Saved entries

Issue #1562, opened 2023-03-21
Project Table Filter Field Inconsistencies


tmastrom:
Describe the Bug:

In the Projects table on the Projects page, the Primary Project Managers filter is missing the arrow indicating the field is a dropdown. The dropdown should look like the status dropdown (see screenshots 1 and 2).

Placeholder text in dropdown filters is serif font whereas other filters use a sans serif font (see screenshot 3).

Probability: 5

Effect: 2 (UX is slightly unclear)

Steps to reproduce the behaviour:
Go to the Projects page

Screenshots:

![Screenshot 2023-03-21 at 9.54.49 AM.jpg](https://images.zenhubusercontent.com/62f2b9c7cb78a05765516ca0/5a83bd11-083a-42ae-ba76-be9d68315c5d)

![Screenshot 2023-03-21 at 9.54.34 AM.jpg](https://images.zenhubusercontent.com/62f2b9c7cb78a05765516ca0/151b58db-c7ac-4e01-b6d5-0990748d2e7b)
---
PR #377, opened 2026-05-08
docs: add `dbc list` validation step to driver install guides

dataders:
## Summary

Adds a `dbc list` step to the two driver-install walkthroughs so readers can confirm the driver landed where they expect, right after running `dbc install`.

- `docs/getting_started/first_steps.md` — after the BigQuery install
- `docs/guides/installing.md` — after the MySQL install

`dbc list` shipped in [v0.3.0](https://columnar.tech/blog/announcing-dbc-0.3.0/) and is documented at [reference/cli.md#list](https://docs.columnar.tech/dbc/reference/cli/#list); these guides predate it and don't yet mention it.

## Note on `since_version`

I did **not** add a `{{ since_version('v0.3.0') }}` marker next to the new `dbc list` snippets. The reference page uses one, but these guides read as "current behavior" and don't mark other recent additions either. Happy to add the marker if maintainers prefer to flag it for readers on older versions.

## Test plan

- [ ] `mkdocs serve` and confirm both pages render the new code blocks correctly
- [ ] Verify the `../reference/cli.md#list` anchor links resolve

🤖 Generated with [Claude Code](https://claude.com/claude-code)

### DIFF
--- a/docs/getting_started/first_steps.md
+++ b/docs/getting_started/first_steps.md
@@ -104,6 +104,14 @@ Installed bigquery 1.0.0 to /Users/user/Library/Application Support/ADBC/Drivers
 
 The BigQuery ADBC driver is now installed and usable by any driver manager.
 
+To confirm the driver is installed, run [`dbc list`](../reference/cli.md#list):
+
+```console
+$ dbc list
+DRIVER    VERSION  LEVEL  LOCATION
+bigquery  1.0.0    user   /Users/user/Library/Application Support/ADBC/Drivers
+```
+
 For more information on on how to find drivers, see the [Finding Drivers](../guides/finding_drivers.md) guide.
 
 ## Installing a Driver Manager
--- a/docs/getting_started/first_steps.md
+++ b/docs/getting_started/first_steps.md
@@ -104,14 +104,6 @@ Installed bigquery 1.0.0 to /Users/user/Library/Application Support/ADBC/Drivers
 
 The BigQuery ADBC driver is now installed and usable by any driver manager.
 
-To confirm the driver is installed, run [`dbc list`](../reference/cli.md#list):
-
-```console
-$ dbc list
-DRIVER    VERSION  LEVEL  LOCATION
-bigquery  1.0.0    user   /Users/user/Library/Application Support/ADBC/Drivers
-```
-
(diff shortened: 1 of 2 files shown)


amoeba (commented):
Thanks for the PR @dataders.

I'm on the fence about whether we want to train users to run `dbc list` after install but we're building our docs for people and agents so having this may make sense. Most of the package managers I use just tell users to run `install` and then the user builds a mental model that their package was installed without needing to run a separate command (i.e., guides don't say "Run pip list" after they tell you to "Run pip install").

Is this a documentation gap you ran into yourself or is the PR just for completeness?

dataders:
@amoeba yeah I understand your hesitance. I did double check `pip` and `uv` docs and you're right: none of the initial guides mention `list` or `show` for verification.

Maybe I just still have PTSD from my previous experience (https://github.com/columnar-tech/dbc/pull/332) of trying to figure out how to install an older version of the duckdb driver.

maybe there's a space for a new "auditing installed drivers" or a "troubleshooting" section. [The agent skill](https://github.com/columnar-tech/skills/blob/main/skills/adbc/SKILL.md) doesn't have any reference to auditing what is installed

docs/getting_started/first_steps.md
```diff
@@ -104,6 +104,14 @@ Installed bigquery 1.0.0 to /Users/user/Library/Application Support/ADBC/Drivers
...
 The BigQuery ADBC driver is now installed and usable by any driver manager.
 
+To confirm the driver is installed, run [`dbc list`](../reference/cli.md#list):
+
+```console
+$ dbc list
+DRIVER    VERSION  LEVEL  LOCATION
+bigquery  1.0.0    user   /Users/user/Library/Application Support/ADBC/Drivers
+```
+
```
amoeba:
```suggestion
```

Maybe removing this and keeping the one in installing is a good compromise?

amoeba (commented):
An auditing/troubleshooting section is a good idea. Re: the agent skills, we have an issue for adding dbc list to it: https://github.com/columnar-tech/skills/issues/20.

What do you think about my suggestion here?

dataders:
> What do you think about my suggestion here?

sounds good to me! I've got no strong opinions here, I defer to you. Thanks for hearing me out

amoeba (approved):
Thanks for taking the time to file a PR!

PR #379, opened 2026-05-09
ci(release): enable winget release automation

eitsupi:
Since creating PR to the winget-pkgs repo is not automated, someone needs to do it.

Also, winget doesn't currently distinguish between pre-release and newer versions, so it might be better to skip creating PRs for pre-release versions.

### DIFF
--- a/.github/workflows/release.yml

Exercise instructions >> Which lines in the entries above contain "section"? Pull each of them out.

Solution to this exercise >>
maybe there's a space for a new "auditing installed drivers" or a "troubleshooting" section. [The agent skill](https://github.com/columnar-tech/skills/blob/main/skills/adbc/SKILL.md) doesn't have any reference to auditing what is installed
An auditing/troubleshooting section is a good idea. Re: the agent skills, we have an issue for adding dbc list to it: https://github.com/columnar-tech/skills/issues/20.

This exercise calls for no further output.